Yes.... that is what I just got...


----------



## DPittman (Nov 24, 2020)

David_R8 said:


> Yes.... that is what I just got...


Wow.  Good for you.  Maybe they are hot!   Just kidding.


----------



## Dabbler (Nov 24, 2020)

that is a once in a lifetime deal!  I thing the heat treat oven was hot, but it may have cooled a bit.

Seriously all that is going to take some pretty serious moving.  Rigger, perhaps?


----------



## YotaBota (Nov 24, 2020)

So when does construction of the new shop begin?
Or - the oven goes in the kitchen, the press goes in the laundry room etc,,,,lol
What is the model PEMs
That is a monster gloat, congrats.


----------



## David_R8 (Nov 24, 2020)

Four of the seven machines are already in a storage container. The Parker Majestic SG will get moved home and I will likely sell everything else.
With luck I can cover my costs


----------



## Brent H (Nov 24, 2020)

Holy Smokes David!!!!  

Great stuff indeed!! Clap clap clap....


----------



## David_R8 (Nov 24, 2020)

Thanks @Brent H 
I'm completely gobsmacked by my good fortune.


----------



## PeterT (Nov 24, 2020)

The admins are going to have to cut you off at 10 lines LOL
Congrats!
ps does the HT oven run off 220 or 110?


----------



## David_R8 (Nov 24, 2020)

PeterT said:


> The admins are going to have to cut you off at 10 lines LOL
> Congrats!
> ps does the HT oven run off 220 or 110?


I believe it's 208v.


----------



## Everett (Nov 25, 2020)

Wow, nice score!


----------



## Chicken lights (Nov 25, 2020)

Sweet!! Nice loot grab


----------



## kevin.decelles (Nov 25, 2020)

Well played! 


Sent from my iPhone using Tapatalk


----------



## Hruul (Nov 25, 2020)

Wow, way to go David.


----------



## David_R8 (Nov 25, 2020)

Thanks gents, I feel a bit like I used up my quota of good fortune today!

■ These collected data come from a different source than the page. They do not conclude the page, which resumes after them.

PR #471, opened 2024-05-17
fix: Added optional dependencies to root package.json

bmingles:
Fixes an issue with optional dependencies not installing in Docker.

- Should be able to run `npm i` locally without package-lock changing
- Should be able to run `docker compose build` on Mac (should also still work on other OSs)

### DIFF
--- a/package.json
+++ b/package.json
@@ -52,5 +52,17 @@
     "prettier": "3.0.0",
     "vite": "~4.1.4"
   },
+  "optionalDependencies": {
+    "@nrwl/nx-darwin-arm64": "15.9.2",
+    "@nrwl/nx-darwin-x64": "15.9.2",
+    "@nrwl/nx-linux-arm-gnueabihf": "15.9.2",
+    "@nrwl/nx-linux-arm64-gnu": "15.9.2",
+    "@nrwl/nx-linux-arm64-musl": "15.9.2",
+    "@nrwl/nx-linux-x64-gnu": "15.9.2",
+    "@nrwl/nx-linux-x64-musl": "15.9.2",
+    "@nrwl/nx-win32-arm64-msvc": "15.9.2",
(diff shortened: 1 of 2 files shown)


mofojed (approved):

package.json
```diff
@@ -52,5 +52,17 @@
...
+    "@nrwl/nx-darwin-arm64": "15.9.2",
+    "@nrwl/nx-darwin-x64": "15.9.2",
+    "@nrwl/nx-linux-arm-gnueabihf": "15.9.2",
+    "@nrwl/nx-linux-arm64-gnu": "15.9.2",
+    "@nrwl/nx-linux-arm64-musl": "15.9.2",
+    "@nrwl/nx-linux-x64-gnu": "15.9.2",
+    "@nrwl/nx-linux-x64-musl": "15.9.2",
+    "@nrwl/nx-win32-arm64-msvc": "15.9.2",
+    "@nrwl/nx-win32-x64-msvc": "15.9.2",
+    "@rollup/rollup-linux-arm64-gnu": "4.9.6"
```
mattrunyon, line 65: Do you want the rest of the rollup architectures? Or at least darwin arm, linux arm/x64 gnu?

mattrunyon (commented):
I swear every day I understand npm less than the day before.

Looks like it works for me locally and didn't generate a package-lock change. Weird that package-lock has the other architecture packages listed even though they fail to install. Also checked `npm ci` and it seems that also doesn't care about optional deps failing to install

package.json
mattrunyon: There's also swc and esbuild platform/arch specific binaries with most not showing up in package-lock. I really don't understand why those wouldn't be effecting you in the same way here

mofojed:
Superceded by https://github.com/deephaven/deephaven-plugins/pull/472

PR #472, opened 2024-05-17
build: Fix package-lock changes

mofojed:
- Reverted package-lock.json to before https://github.com/deephaven/deephaven-plugins/pull/436
- Fixed the jsapi-types stuff, then do an npm install to re-update the package-lock.json


bmingles (approved):
LGTM

PR #480, opened 2024-05-21
docs: contextual_help

AkshatJawne:
Closes https://github.com/deephaven/deephaven-plugins/issues/473

**Changes Implemented:**
- Add documentation for contextual_help Adobe Spectrum element


mofojed (approved):
Heh, was going to fail because you hadn't added to `__init__.py`, but I see it's there now. Looks good!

Sent from my iPhone using Tapatalk


----------



## 6.5 Fan (Nov 26, 2020)

Lottery tickets, or you used up all your luck.


----------



## Tom Kitta (Nov 26, 2020)

Wow. That is rather big price drop! He could have just sold it on auction for far more.


----------



## David_R8 (Nov 26, 2020)

Tom Kitta said:


> Wow. That is rather big price drop! He could have just sold it on auction for far more.


Indeed, I asked the seller twice what exactly he was selling.
This is what he sent me.


----------



## Tom Kitta (Nov 26, 2020)

The OBI press alone is easily 2000 and $1500 on auction pure profit to pocket alone.


----------



## David_R8 (Nov 26, 2020)

Tom Kitta said:


> The OBI press alone is easily 2000 and $1500 on auction pure profit to pocket alone.


And amazingly not a single dealer on the mainland has returned my messages


----------



## YYCHM (Nov 26, 2020)

David_R8 said:


> And amazingly not a single dealer on the mainland has returned my messages



As in trying to off load stuff?


----------



## David_R8 (Nov 26, 2020)

YYCHobbyMachinist said:


> As in trying to off load stuff?


Yup. I have no need for anything except the Parker Majestic SG.


----------



## Tom Kitta (Nov 26, 2020)

I would start celebrations once these are in your physical ownership. This is really strange deal - especially the price drop. But hey, things happen - it could simply be your lucky day, guy was angry and just wanted to get rid of stuff. 

Or like a house I almost got - it was sold below market as it was part of a divorce and one party wanted the other to get less $$$.


----------



## Tom Kitta (Nov 26, 2020)

Oh, you want to off load - that is trivial - if you need to off load say TODAY just transport to a bigger auction house. There are plenty of auctions in BC mainland around Vancouver area. Its like 1-2-3. 

Heck if I had this score in Alberta I would not worry for a single bit about offloading - its ... trivial unless you want to get top dollar. If you just want to get say 1500 for the press into your pocket ... auction. They send the check after auction is over. Usually takes few weeks. You need to just transport it to auction - they unload it for you. 

The punch press is in high demand - it will sell with ease. A bit different model (I think it was like 45t), 240v 1ph small sold recently for over 4000 in AB next to me plus fees - so knowing the fees owner got around $3500 hard cash.


----------



## David_R8 (Nov 26, 2020)

Thanks Tom, it is a bit of a sad situation to be honest.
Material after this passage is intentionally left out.